[Start of Attachment]

Issue #410, opened 2019-09-06
Adding a new column from a 1D numpy array of numpy arrays


kushalkolar:
Adding a new DataFrame column from a 1D numpy array of numpy array raises exceptions.  Currently this seems to put the data into the actual dataframe but exceptions are raised from the array comparison in the DataFrame.add_column() method.

This illustrates the current behavior:
https://nbviewer.jupyter.org/github/kushalkolar/vaex/blob/numpy-fix/numpy_fix_info/current_behavior.ipynb

Naively changing the array comparison doesn't results in exceptions and the dataframe can be printed:

https://github.com/kushalkolar/vaex/commit/2afd71be1482e4963ad86c6f22f9602c76dc2230

https://nbviewer.jupyter.org/github/kushalkolar/vaex/blob/numpy-fix/numpy_fix_info/numpy-fix.ipynb

However this breaks normal functionality:
https://nbviewer.jupyter.org/github/kushalkolar/vaex/blob/numpy-fix/numpy_fix_info/breaks_stuff.ipynb

maartenbreddels:
Hi Kushal,

thanks for opening the issue!
that line tries to find all types in a column, apart from nan (that's why the k == k) and None values/types. This is done to check if a column is actually a string type. I think that np.all(k == k) will do the trick.

You could open a PR if you'd like.

cheers,

Maarten

JovanVeljanoski:
Hi @kushalkolar 

Thank you for the issue and the PR! 
Just a word of warning: a `vaex` column should really only be a 1d array, and not nested or nd array. There is no official support for arrays or lists being elements of a column at the moment, especially if the length of those lists is not identical for all rows (like in your example). You may run into various unpredictable issues with that usage. 

Support for this may be added down the line (@maartenbreddels might answer this better), but unlikely to come in the immediate future. 

In addition, I would avoid using columns of `dtype=`O`` whenever possible. 

Happy vaexing :)

kushalkolar:
@JovanVeljanoski Thanks for the warning, I'll so how far I can integrate this into our stuff!

JovanVeljanoski:
Closed via #411

PR #612, opened 2020-02-24
Fix: more efficient check for value types in a column when creating a DataFrame

byaminov:
I noticed that when converting a Pandas data frame to Vaex it can take a lot of time. For example when working with NYC Taxi dataset and reading a CSV file of 7.5 million rows:
* `df = pd.read_csv("yellow_tripdata_2019-01.csv")` takes 12 seconds;
* `vaex.from_pandas(df)` takes on 1 minute 31 seconds on `master`, and only 3 seconds with the change from this PR.

I've traced the problem to the check `np.all(k == k)`. As I understand it's needed to filter out `np.NaN`s, and a `k == k` check should do the same but runs faster.

@maartenbreddels as you have more understanding of this code, please check if this change does not break anything. And I can add the benchmarks or performance tests described above somewhere to the repo, if you advise where.


maartenbreddels:
This was introduced in #411 to solve #410, which allowed to have individual array elements (ndarray of type object) to be arrays as well. The comparison is a more general isnan comparison, but I'm not super happy with it either.
I fail to understand why it is so slow actually, I'll look into it a bit more.

maartenbreddels:
Thanks, Bulat, this was a great catch. I've added the test that #411 was missing, and rewrote it slightly.

byaminov:
@maartenbreddels cool thanks! The build seems to be [failing on `master`](https://travis-ci.org/vaexio/vaex/jobs/654470218?utm_medium=notification&utm_source=github_status) as well. Can you please try to reproduce on your Linux machine? Otherwise I can help later, by setting up some virtual linux. Seems like that test [is already skipped for a bunch of versions](https://github.com/vaexio/vaex/blob/4771c562b7bb8b2aaafd0beb1555dad12894aad8/tests/ml/ml_test.py#L247), so maybe we need to add another one...

JovanVeljanoski:
> @maartenbreddels cool thanks! The build seems to be [failing on `master`](https://travis-ci.org/vaexio/vaex/jobs/654470218?utm_medium=notification&utm_source=github_status) as well. Can you please try to reproduce on your Linux machine? Otherwise I can help later, by setting up some virtual linux. Seems like that test [is already skipped for a bunch of versions](https://github.com/vaexio/vaex/blob/4771c562b7bb8b2aaafd0beb1555dad12894aad8/tests/ml/ml_test.py#L247), so maybe we need to add another one...

Hi @byaminov 

Yeah that is a problematic test.. the issue is on the numpy side so.. I'll take a look at it again. If it is `RobustScaler`  that is failing, feel free to ignore or complain to me.

maartenbreddels:
Yes, there are 2 issues in CI, the robustscales, which has to do with the percentile_approx, which hints at a numpy issue, or an issue in vaex. That part will be refactored, so I don't want to spend too much time on it.
Also, because of a refactor, for the remote dataframe part, we sometimes run out of file handles. This is very recent, and actively thinking about it.

maartenbreddels:
Great work, we should open an issue to convert the benchmarks to asv, and run them at least nightly, so we detect these regressions more easily.

byaminov:
@maartenbreddels yes I like the idea of printing to an output file (did you mean CSV, otherwise what is asv?). IMO we can make it easy to measure and keep the output file committed for the history. Running them nightly can be quite flaky from my experience, but we can work on that as well.

For this PR - should we merge, as long as it's green?

byaminov:
Created an issue #620 to track progress of setting up the automatic runs of the benchmarks with [ASV](https://asv.readthedocs.io/en/stable/).

byaminov:
@maartenbreddels let me know if anything else is needed on this PR.

JovanVeljanoski:
LGTM!

maartenbreddels:
Looks very good, thanks a lot!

[End of Attachment]

* **What the task asks**
From the first line of the data above through the line containing "This illustrates the", repeat each line exactly, and add nothing.

* **Exercise answer**
Issue #410, opened 2019-09-06
Adding a new column from a 1D numpy array of numpy arrays


kushalkolar:
Adding a new DataFrame column from a 1D numpy array of numpy array raises exceptions.  Currently this seems to put the data into the actual dataframe but exceptions are raised from the array comparison in the DataFrame.add_column() method.

This illustrates the current behavior:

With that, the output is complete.